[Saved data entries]
- Opening Delimiter -

Issue #432, opened 2022-04-17
Make time limit on api call


Oranjoose:
Occasionally an api call to a server will just hang indefinitely. I couldn't find in the documentation any way to supply a timeout in case the server hangs. Or am I wrong? Thank you

erunion:
We currently don't have a way to set a timeout on requests, but we'll add one in our upcoming v5 release. Figure we can piggyback off our existing `sdk.config()` architecture with a `timeout` property there.

```js
sdk.config({ timeout: 30 });
```

PR #539, opened 2022-10-19
feat: completely overhauling how we're handling response data

### LINKED ISSUE #536: Restructure the data we're returning so it's easier to access Response data
With the way `api` currently is if you want to access response status codes or headers you need to set `sdk.config({ parseResponse: false })` and then handle `res.json()` or `res.text()` yourself. Because we can do better than this we can return all this data back for the user instead:

```js
const petstore = require('@api/petstore');
const { data, status, headers, res } = await petstore.listPets();
console.log(`My pets name is ${data[0].name}!`);
```

* `data`: equates to the current default data we return in the SDK promise (the result of `res.json()` or `res.text()`
* `status`: Will be the content of `res.status`
* `headers`: Maps to `res.headers`
* `res`: This is the raw `Response` object that the `fetch` API returns.

---

* [ ] Update `api/core` to return data in this shape.
* [ ] Update codegen to return data in this shape, with correct typing.
* [ ] Update code snippet generation to return data in this shape.
* [ ] Write an upgrade doc as this will be a breaking change.

erunion:
| 🚥 Resolves #536 |
| :-- |

This **completely** refactors how we're handling returning data to always return an object containing response data, response status, response headers, and the raw [Response](https://developer.mozilla.org/en-US/docs/Web/API/Response) object. This is obviously a breaking change but by doing this we can not only make it very easy to access data out of the response (something you couldn't do before), but also remove the overly complicated `parseResponse` config option.
Here's what a petstore request looked like originally where you needed to access the response `status` and data:

```js
const petstore = require('@api/petstore');
petstore.config({ parseResponse: false });

await petstore
  .listPets()
  .then(async (res) => {
    const data = await res.json();
    console.log(`[${res.status}] and my pets name is ${data[0].name}!`);
  });
```

And now:

```js
const petstore = require('@api/petstore');
const { data, status, headers, res } = await petstore.listPets();
console.log(`[${status}] and my pets name is ${data[0].name}!`);
```

Less mess to access data you might need? ✅

Cleaner code? ✅

✅? ✅

Additionally now with this data schema we're also now able to type the HTTP statuses that an operation might return, as seen in this ugly video I recorded:

https://user-images.githubusercontent.com/33762/196828483-3d561b9c-9dac-4725-ab7d-9bcd89123180.mov

And beyond that, we're now also able to do the same for responses that hit HTTP code that falls between 400 and 599 with the introduction of a new `FetchError` error handler! It contains all the same data as a regular request does: `data`, `status`, `headers`, and `res`.

```js
await petstore
  .deletePet({ id: petId })
  .catch(({ status, data }) => {
    // status = 404
    // data = 'Not Found'
  });
```

Or if you'd like to check for something other than `FetchError`:

```js
await petstore
  .deletePet({ id: petId })
  .catch(err => {
    if (!(err instanceof FetchError)) {
      throw err;
    }

    // err.status = 404
    // err.data = 'Not Found'
  });
```

## ℹ️ Removing HTTP method generics

Due to a lot of complexities and drawbacks with typing our typed HTTP method generic accessor overloads, all SDKs codegen'd with `api` or used dynamically will no longer support being able to make a request with a generic HTTP method (i.e. `sdk.delete('/pet/1234')`).

The reason behind this is that it it's incredibly difficult to coerce TypeScript into supporting a typed `sdk.get('/pet/1234', { ...metadata... })` method overload while at the same time also supporting a generic `sdk.get('/any/path')` type. Not only does TypeScript in this case think that you're trying to use the `/pet/1234` accessor, and asks you to supply metadata for a request that probably doesn't need it, but once you do add metadata for that request, TypeScript then fails and says that `/any/path` doesnt match `/pet/1234`.

Beyond this, it's also incredibly difficult to support these types of generic accessors with regard to how we handle path parameters. You would expect a `sdk.get('/pet/1234')` request for the `/pet/{id}` request to work just fine but because the `id` parameter is a required path parameter (all path parameters are), if you executed **only** `sdk.get('/pet/1234')`, TypeScript would complain about the required `metadata` type containing `id` not being present. At that point if you're doing `sdk.get('/pet/1234', { id: 1234 })` or `sdk.get('/pet/{petId}, { id: 1234 })` you're really better off using `sdk.getPet({ id: 1234 })` instead.

Beyond that, these generic HTTP method accessors aren't surfaced in the code snippets we generate and the only way to know about them is to read the docs as they aren't mentioned anywhere else.

So all this said, we're removing the generic `sdk[http method]()` accessors from all forms of `api`. All API integrations with this library will now be much more deliberate and codegen'd SDKs will have significantly less bloat.

We may add a generic `sdk.fetch()` method at some point down the line that wraps the `fetch` API, but honestly if you need to access an endpoint that doesn't exist in the OpenAPI definition you're using this library probably isn't for you (or at for that use-case).

## 🧰 Changes

* [x] Refactor how we're handling data that we return from operation calls into a new shape that contains the parsed data (from `res.json()` or `res.text()`), the HTTP status code, response headers, and the raw [Response](https://developer.mozilla.org/en-US/docs/Web/API/Response) object that we got back from the `fetch` call.
* [x] Improve the TypeScript typing on operations in codegen to allow us to individually type each response shape with the documented HTTP code it's a part of.
* [x] Remove generic HTTP method accessors from all forms of the library: dynamic and codegen.
* [x] Running `description` and `summary` data that we add into docblocks during codegen into our word wrapper utility.
* [x] Updated snippet generation to surface this new request flow.
* [x] Updated snippet generation to no longer use generic HTTP method accessors.

## 🧬 QA & Testing

There's a lot going on here but it's all covered by the test suite.

I'm more than happy to walk through any parts if you've got questions.


packages/api/src/cli/codegen/languages/typescript.ts
```diff
@@ -290,16 +295,8 @@ export default class TSGenerator extends CodeGeneratorLanguage {
...
-              ),
-            tags: [
-              { tagName: 'param', text: 'config Object of supported SDK options and toggles.' },
-              {
-                tagName: 'param',
-                text: 'config.parseResponse If responses are parsed according to its `Content-Type` header.',
-              },
-            ],
+              writer.writeLine(wordWrap('Optionally configure various options that the SDK allows.')),
+            tags: [{ tagName: 'param', text: 'config Object of supported SDK options and toggles.' }],
```
erunion, line 299: Though we aren't using `config.parseResponse` anymore I'm keeping the entire config system in place everywhere because I'll need it to support custom request timeouts in https://github.com/readmeio/api/issues/432.

packages/api/src/core/index.ts
```diff
@@ -7,19 +7,29 @@ import fetchHar from 'fetch-har';
...
 
-export interface ConfigOptions {
-  /**
-   * By default we parse the response based on the `Content-Type` header of the request. You can
-   * disable this functionality by negating this option.
-   */
-  parseResponse: boolean;
-}
+// eslint-disable-next-line @typescript-eslint/no-empty-interface
+export interface ConfigOptions {}
```
erunion, line 18: Keeping this around because I'm going to need it when I start work on adding support for custom timeouts in https://github.com/readmeio/api/issues/432.

packages/api/src/cli/codegen/languages/typescript.ts
```diff
@@ -587,20 +524,31 @@ sdk.server('https://eu.api.example.com/v14');`)
...
+          } else if (status.length === 3 && status.toUpperCase().endsWith('XX')) {
+            const statusPrefix = status.slice(0, 1);
+            if (!Number.isInteger(Number(statusPrefix))) {
+              // If this matches the `_XX` format, but it isn't `{number}XX` then we can't handle
+              // it and should instead fall back to treating it as an unknown number.
+              return `FetchResponse<number, ${responseType}>`;
+            }
+
+            this.usesHTTPMethodRangeInterface = true;
+            return `FetchResponse<HTTPMethodRange<${statusPrefix}00, ${statusPrefix}99>, ${responseType}>`;
```
kanadgupta, line 542: whoa TIL that we have this `HTTPMethodRange` type 🧭

packages/api/src/cli/codegen/languages/typescript.ts
```diff
@@ -466,63 +460,6 @@ sdk.server('https://eu.api.example.com/v14');`)
     return sourceFile;
   }
 
-  /**
-   * Create a generic HTTP method accessor on the SDK.
-   *
-   */
-  createGenericMethodAccessor(method: string) {
```
kanadgupta, line 473: you really weren't kidding about how much code this cleans up lol

packages/api/test/__fixtures__/sdk/operationid-quirks/index.ts
```diff
@@ -72,38 +71,21 @@ class SDK {
...
   }
 
   /**
-   * This operation has an `operationId` with hypens yet it should still be accessible in the dynamic `api` flow.
+   * This operation has an `operationId` with hypens yet it should still be accessible in the
+   * dynamic `api` flow.
    *
    */
-  hyphenatedOperationId<T = unknown>(): Promise<T> {
+  hyphenatedOperationId(): Promise<FetchResponse<number, unknown>> {
```
kanadgupta, line 88: Why is the `data` type set to `unknown` in these fixtures but not in others?

packages/api/tsconfig.json
```diff
@@ -4,7 +4,7 @@
     "baseUrl": "./src",
     "declaration": true,
     "esModuleInterop": true,
-    "lib": ["dom", "es2020"],
+    "lib": ["dom", "dom.iterable", "es2020"],
```
kanadgupta, line 7: ?

packages/api/test/integration.test.ts
```diff
@@ -54,11 +54,11 @@ describe('integration tests', function () {
...
-      const res = await api(usptoSpec).post('/{dataset}/{version}/records', body, metadata);
-      expect(res.uri).to.equal('/anything/v1/oa_citations/records');
-      expect(res.requestBody).to.equal('criteria=propertyName%3Avalue');
-      expect(res.headers).to.have.deep.property('content-type', 'application/x-www-form-urlencoded');
-      expect(res.headers).to.have.a.customUserAgent;
+      const { data } = await api(usptoSpec).performSearch(body, metadata);
+      expect(data.uri).to.equal('/anything/v1/oa_citations/records');
+      expect(data.requestBody).to.equal('criteria=propertyName%3Avalue');
+      expect(data.headers).to.have.deep.property('content-type', 'application/x-www-form-urlencoded');
+      expect(data.headers).to.have.a.customUserAgent;
```
kanadgupta, line 61: I'm confused on how these tests pass 🧐 isn't `data` here the response body and shouldn't the headers be separate?
```suggestion
      const { data, headers } = await api(usptoSpec).performSearch(body, metadata);
      expect(data.uri).to.equal('/anything/v1/oa_citations/records'); // not sure what this should be
      expect(data).to.equal('criteria=propertyName%3Avalue');
      expect(headers).to.have.deep.property('content-type', 'application/x-www-form-urlencoded');
      expect(headers).to.have.a.customUserAgent;
```

packages/api/test/core/index.test.ts
```diff
@@ -48,26 +52,32 @@ describe('APICore', function () {
       const operation = readme.spec.operation('/changelogs/{slug}', 'put');
 
       readme.setServer('https://dash.readme.com/api/v1');
-      expect(await readme.fetchOperation(operation, body, { slug })).to.deep.equal({
-        uri: '/api/v1/changelogs/new-release',
-        requestBody: body,
+      await readme.fetchOperation(operation, body, { slug }).then(({ data }) => {
+        expect(data).to.deep.equal({
+          uri: '/api/v1/changelogs/new-release',
+          requestBody: body,
```
kanadgupta, line 58: wait i'm also confused here lol, this is the response body?

kanadgupta (commented):
Changes look great overall! Excited about removing the code cruft. Kinda confused on some of the response data in the tests though, see below

packages/api/src/core/errors/fetchError.ts
```diff
@@ -0,0 +1,31 @@
...
+  /** The content of the response. */
+  data: unknown;
+
+  /** The Headers of the response. */
+  headers: Headers;
+
+  /** The raw `Response` object. */
+  res: Response;
+
+  constructor(status: number, data: unknown, headers: Headers, res: Response) {
```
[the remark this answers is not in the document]
erunion: It can but because we're already parsing `res` to get the response data we don't want to parse it again.

packages/api/test/__fixtures__/sdk/operationid-quirks/index.ts
erunion: Because these operations don't have a `responses` property in their OAS -- which is no longer required with OpenAPI 3.1.

packages/api/tsconfig.json
erunion: I believe I added this because I'm doing some iteration on the `Headers` API in tests and TS doesn't think that `Headers.entries()` exists without this library being present.

packages/api/test/integration.test.ts
erunion: These tests are the way they are because I'm mocking the response to return data that was sent, this way I can assert that we're sending the right things.

kanadgupta: Ah I totally didn't think about the fact that mocking could be a thing here 🤦🏽

packages/api/test/core/index.test.ts
kanadgupta: [(ignore me, see above)](https://github.com/readmeio/api/pull/539#discussion_r1006931204)

kanadgupta (approved):

gratcliff (approved):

- Closing Delimiter -

◆ TASK TO COMPLETE
Identify the lines in the entries that hold "hypens" and return each one.

◆ RESPONSE TO THIS EXERCISE
-   * This operation has an `operationId` with hypens yet it should still be accessible in the dynamic `api` flow.
+   * This operation has an `operationId` with hypens yet it should still be accessible in the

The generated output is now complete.